Age and maturity really are the factors here – some of the younger players to hit 100 points recently include Morgan Frost, Nick Suzuki, and Cody Glass, all top prospects because they were able to dominate against older competition.

 

So this week I’m going to dive into the undrafted FA crop from the last few years – the top players that hit 100-points as 20-year-olds, to see how valuable they ended up being.

 

2014-15

20yo 100-point-scorers in CHL: 

Danick Martel (signed ELC with PHI, 2 points in 8 NHL games this season with TBL)

Nikita Jevpalovs (signed ELC with SJS, no current affiliation, 21 points in 62 AHL games this season)

 

2015-16

20yo 100-point-scorers in CHL: 

Dryden Hunt (signed ELC with FLA, 10 points in 31 NHL games this season)

 

2016-17

20yo 100-point-scorers in CHL: 

Tyler Wong (no NHL affiliation, 13 points in 63 AHL games this season)

Tyler Boland (no NHL affiliation, 38 points in 30 university games this season)

Chad Butcher (no NHL affiliation, 1 point in 3 ECHL games this season)

Adam Brooks (signed ELC with TOR, 39 points in 59 AHL games this season)

 

2017-18

20yo 100-point-scorers in CHL:

Aaron Luchuk (signed ELC with OTT, 9 points in 29 AHL games this season)

Jayden Halbgewachs (signed ELC with SJS, 31 points in 60 AHL games this season)

Brayden Burke (signed ELC with ARI, 31 points in 60 AHL games this season)

Patrick Bajkov (signed ELC with FLA, 14 points in 32 ECHL games this season)

Alex Barre-Boulet (signed ELC with TBL, 62 points in 70 AHL games this season)

 

I see a couple things here:

1. The number of high-scoring over-agers has gone up in the last few years. There are lots of potential reasons why – the widespread acceptance of smaller players having worthwhile upside could be encouraging teams to keep them around in junior for that over-age year, or maybe players are taking their weight-training and skill-training more seriously and actually evolving their game at older ages than previous. Whatever the reason, there are more high-scoring older players available than their used to be.

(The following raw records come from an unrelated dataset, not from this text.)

Issue #1155, opened 2017-01-27
Tests need to be fixed for VS2017 upgrade


crummel:
I disabled some tests that were failing after the upgrade.
For individual tests, they are tagged with "VS2017".
I also took projects that used xunit.performance.core out of the build, I believe these were failing because that package needs to be upgraded to the latest SDK as well:
- Benchmarks
- System.Binary.Base64.Tests
- System.Slices.Tests
- System.Text.Json.Tests

Projects that used RESX files also failed:
- System.CommandLine.Tests
- System.Collections.Generic.MultiValueDictionary.Tests
- System.IO.Pipelines.Tests
- System.Text.Formatting.Globalization.Tests
- System.Time.Tests

I'm not familiar enough with resource stuff to know why those are an issue.

ahsonkhan:
System.Text.Primitives.Tests can also not be discovered since it references xunit.performance.core

ahsonkhan:
System.Text.Json.Tests do not reference xunit.performance.core. They shouldn't be skipped.

davidfowl:
@ahsonkhan is this done?

ahsonkhan:
I need to remove performance tests (and dependency to xunit.performance.core) from the following projects and move them to Benchmarks:
System.Binary.Base64.Tests
System.Slices.Tests

These tests (along with the functional unit tests within these projects) don't show up in VS test explorer as long as they have benchmark tests in them. I am trying to resolve the issue with the xunit.perf team.

This should be complete:

> Projects that used RESX files also failed:
System.CommandLine.Tests
System.Collections.Generic.MultiValueDictionary.Tests
System.IO.Pipelines.Tests
System.Text.Formatting.Globalization.Tests
System.Time.Tests`

ahsonkhan:
This issue has been fixed by updating the package reference to stable versions of xunit and xunit.runner.visualstudio, and by updating to a new xunit.performance.core package (along with PRs referenced in this issue).

PR #1156, opened 2017-01-29
UTF8 encoder based on the CoreCLR implementation

jkotas:


jkotas:
cc @KrzysztofCwalina, @jkotas, @shiftylogic

I took the CoreCLR implementation of the UTF8 encoder and fixed it up to fit the Span-based encoder signature with minimal refactoring. It is ~2x faster for the ASCII range than current https://github.com/dotnet/corefxlab/pull/1139.

@ahsonkhan Could you please run your perf tests on it?

jkotas:
Also, see my comments in https://github.com/dotnet/coreclr/pull/9187 . I think we should work towards having same workhorse method for here as well as in CoreCLR. We will be able to share any improvements made here with CoreCLR that way.

KrzysztofCwalina:
Looks good. 

Just one question: do you think it would be possible to share the source with the corclr implementation? Even if it just meant to be able to easily copy and paste a whole file between these two repos.

jkotas:
> do you think it would be possible to share the source with the corclr implementation? 

Yes. It is what I am basically asking for in https://github.com/dotnet/coreclr/pull/9187. (The side-effect is that it will make the CoreCLR implementation faster.)

ahsonkhan:
> @ahsonkhan Could you please run your perf tests on it?

So, I ran my perf test and this implementation is indeed faster (faster than the current CoreCLR impl as well) :)

image

Given that the implementation is faster and similar in complexity/code length as the state I ended up reaching, it makes sense to use this over mine.

However, looking at the different encoder/decoders in System.Text.Primitives, how do we plan to share the implementations or keep them in sync? And if we aren't doing that, how do we go about maintaining them separately? I could imagine us having implementations that could diverge from CoreCLR (different signatures, other encodings).

src/System.Text.Primitives/System/Text/Encoding/Utf8/Utf8Encoder.cs
```diff
@@ -288,55 +310,274 @@ internal static bool TryComputeEncodedBytes(ReadOnlySpan<uint> utf32, out int by
...
-            for (int i = 0; i < availableCharacters; i++)
-            {
-                var ch = utf16[i];
+                // assume that JIT will enregister pSrc, pTarget and ch
 
-                if ((ushort)ch <= 0x7f) // this if block just optimizes for ascii
+                // don't fall into the fast decoding loop if we don't have enough characters
+                // Note that if we don't have enough bytes, pStop will prevent us from entering the fast loop.
+                while (pSrc < pEnd - 13)
                 {
```
ahsonkhan: Can you explain, maybe in comments, why 13 is special in this case?

src/System.Text.Primitives/System/Text/Encoding/Utf8/Utf8Encoder.cs
```diff
@@ -288,55 +310,274 @@ internal static bool TryComputeEncodedBytes(ReadOnlySpan<uint> utf32, out int by
...
+                            pTarget += 4;
+#endif // BIGENDIAN
+                        }
+                        continue;
+
+                        LongCodeWithMask:
+#if BIGENDIAN
+                        // be careful about the sign extension
+                        ch = (int)(((uint)ch) >> 16);
+#else // BIGENDIAN
```
ahsonkhan: What is sign extension?

jkotas:
> how do we plan to share the implementations or keep them in sync? 

Yes, we should try to use same the core encoding/decoding methods between the different places and avoid diverging them. Check the discussion in 
https://github.com/dotnet/coreclr/pull/9187#discussion_r98521142

> And if we aren't doing that, how do we go about maintaining them separately?

The low-tech solution to do that is to add a comment that if you change one copy, you should update other copy to match. I do not expect that the encoders/decoders will change that frequently, so it should work fine to do it that way.

src/System.Text.Primitives/System/Text/Encoding/Utf8/Utf8Encoder.cs
```diff
@@ -269,6 +270,27 @@ internal static bool TryComputeEncodedBytes(ReadOnlySpan<uint> utf32, out int by
...
+        // byte* flavor just for parity
+        unsafe private static int PtrDiff(byte* a, byte* b)
+        {
+            return (int)(a - b);
+        }
+
+        private static bool InRange(int ch, int start, int end)
+        {
+            return (uint)(ch - start) <= (uint)(end - start);
+        }
```
ahsonkhan: Should these methods go into the Encoder Helper class?

src/System.Text.Primitives/System/Text/Encoding/Utf8/Utf8Encoder.cs
```diff
@@ -288,55 +310,274 @@ internal static bool TryComputeEncodedBytes(ReadOnlySpan<uint> utf32, out int by
...
+                                chd = unchecked((sbyte)0xE0) | (ch >> 12);
+                            }
+                            else
+                            {
+                                // 4 byte encoding - high surrogate + low surrogate
+                                // if (!IsHighSurrogate(ch))
+                                if (ch > HIGH_SURROGATE_END)
+                                {
+                                    // low without high -> bad, try again in slow loop
+                                    goto NeedMore;
```
ahsonkhan: Comment needs updating.

src/System.Text.Primitives/System/Text/Encoding/Utf8/Utf8Encoder.cs
jkotas: https://en.wikipedia.org/wiki/Sign_extension

src/System.Text.Primitives/System/Text/Encoding/Utf8/Utf8Encoder.cs
```diff
@@ -288,55 +310,274 @@ internal static bool TryComputeEncodedBytes(ReadOnlySpan<uint> utf32, out int by
...
+                            if (pTarget >= pAllocatedBufferEnd - 3)
+                                goto NeedMore;
+
+                            // 4 byte encoding - high surrogate + low surrogate
+                            // if (!IsHighSurrogate(ch))
+                            if (ch > HIGH_SURROGATE_END)
+                            {
+                                // low without high -> bad, try again in slow loop
+                                goto NeedMore;
+                            }
```
ahsonkhan: Comment needs updating.

jkotas: Fixed.

src/System.Text.Primitives/System/Text/Encoding/Utf8/Utf8Encoder.cs
jkotas: Fixed.

src/System.Text.Primitives/System/Text/Encoding/Utf8/Utf8Encoder.cs
jkotas: Maybe - once there is a good reason for it.

jkotas: It will make it harder to share the same implementation between different places though... .

src/System.Text.Primitives/System/Text/Encoding/Utf8/Utf8Encoder.cs
jkotas: Done.

src/System.Text.Primitives/System/Text/Encoding/Utf8/Utf8Encoder.cs
```diff
@@ -288,55 +310,278 @@ internal static bool TryComputeEncodedBytes(ReadOnlySpan<uint> utf32, out int by
...
+                            ch = *(int*)pSrc;
+                            int chc = *(int*)(pSrc + 2);
+                            if (((ch | chc) & unchecked((int)0xFF80FF80)) != 0)
+                            {
+                                goto LongCodeWithMask;
+                            }
+
+                            // Unfortunately, this is endianess sensitive
+#if BIGENDIAN
+                            *pTarget = (byte)(ch >> 16);
```
ahsonkhan: Do we need to worry about endianness if we only support encoding/decoding utf16 LE?

ahsonkhan:
LGTM.

src/System.Text.Primitives/System/Text/Encoding/Utf8/Utf8Encoder.cs
jkotas: .NET Core runs on little endian machines only today, and the .NET Core framework makes assumptions about it - either silently, or by throwing when running on big endian machine. So we do not worry about it yet, but we may need to start worrying about it eventually.

benaadams: Also dropping it would be a change from current coreclr if the method is shared with coreclr.

jkotas:
@dotnet-bot test this please

ahsonkhan:
> The low-tech solution to do that is to add a comment that if you change one copy, you should update other copy to match. I do not expect that the encoders/decoders will change that frequently, so it should work fine to do it that way.

Can we add such a comment here so it is explicit? Also in CoreCLR?

ahsonkhan:
@dotnet-bot test this please

jkotas:
@dotnet-bot test Windows Release  please

jkotas:
@dotnet-bot test this please

ahsonkhan:
@dotnet-bot test this please

ahsonkhan:
I am not sure why the CI keeps failing.

jkotas:
@ahsonkhan I do not see the tests that you have added running. When I run `dotnet test` in under tests\System.Text.Primitives.Tests, it just prints `Starting test execution, please wait...` without any signs of the tests running. How are you running these tests?

ahsonkhan:
I believe that the latest VS 2017 build changes (PR #1151) have disabled System.Text.Primitives.Tests (along with some others). I think it is because System.Text.Primitives.Tests references xunit.performance.core. 
> Tests that reference xunit.performance.core can not be discovered and will not be run in either VS or the command line.

I created a separate local project and added an xunit project where I was writing/running these tests (along with the ref return method to code the TryEncode method).

So, currently, I don't think the tests are running. However, I did copy over your method implementation into my standalone app and ran my new tests against it.

There is an issue open for this, but I am not sure how to make progress on it yet (Issue #1155).

jkotas:
>  did copy over your method implementation into my standalone app and ran my new tests against it

Thanks!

2. Despite their incredible totals in junior, not many turn out to be fantasy-relevant. The only name that has top-six upside is Barre-Boulet in Tampa Bay, but that’s 1 out of 12 (8%). Brooks, Halbgewachs, Burke, and Hunt could be bottom-six players in a year or two, and that could bump up the total to 5 out of 12 (42%) being even moderately fantasy-relevant. So, there is a chance for these players to become draft-worthy, but the chances are slim.

 

So, what names are we going to be on the lookout for this year?

 

2018-19

20yo 100-point-scorers in CHL:

Peter Abbandonato (TBD)

Kevin Hancock (TBD)

Tristan Langan (TBD)

Tye Felhaber (signed ELC with DAL)

Justin Brazeau (signed AHL deal with TOR)

 

Will any of these names turn into fantasy pickups? Only time will tell, but based on the names above its safe to say they wont be lighting the lamp quite as easily as they did in junior.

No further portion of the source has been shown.